Banking leaders need to ask themselves:
- How can we leverage ESG to strengthen our business?
- What influence do we want to have?
- How can we be truly bold and create something that both differentiates us and really reflects our values as an organization?
Maximizing the opportunity
For all the challenges, this also means that there is an opportunity to have a greater impact than ever. In the light of this, three thoughts that every business leader must consider:
- Now is not the time to be incremental – Covid-19 has hugely accelerated and amplified the issues that ESG concerns itself with. Be bold in what you do.
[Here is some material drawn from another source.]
PR #851, opened 2021-02-08
feat(AwsIotMqttClient): resubscribe robust retry

tilo-chen:
**Issue #, if available:**

**Description of changes:**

- Be authentic – everything that you do must be rooted in the bank’s values and reflect the way that the bank wants to do business. Don’t commit to things you don’t believe in. Stakeholders expect accountability.
- It’s a journey – you won’t get to where you want to be overnight. It takes time and perseverance. This makes it even more important to engage your stakeholders as part of the journey.
ESG issues as well as their associated opportunities and risks are becoming more and more relevant for financial institutions. For banks, sustainability is not just an ethical, but may soon enough also become an economic and existential question — generating a new type of risk: ESG risk.
Banks ought to approach ESG risks in a holistic fashion when embedding them into their risk management frameworks. This process includes adjusting business and risk strategies and corresponding risk appetite statements, making sure roles and responsibilities are fully transparent throughout all three lines of defense.
While ESG risk is not a fully stand-alone risk type, it exerts influence on financial and non-financial risks present in a bank to varying degrees. Hence, risk management methods and processes must be amended, considering the complex cause-effect-relationships across risk types. This involves risk measurement/ assessment techniques in ‘run-the-bank’ and in ‘change-the-bank’ processes as well as in stress testing applications.
Besides embedding ESG into risk frameworks, banks need to consider related issues in product design, pricing, and sales decisions. Also, an appropriate consideration of ESG risks in a wide range of change processes is of vital importance for fostering profitability.
Banking leaders in Bahrain have an immediate opportunity to make a difference within the marketplace and the community by embarking on their ESG journey and embedding select UN SDGs within the core DNA of their business. Invest in ESG now and you’re investing towards building a better and financially sustainable business for the future of our planet, and for the young generation of leaders and professionals to come.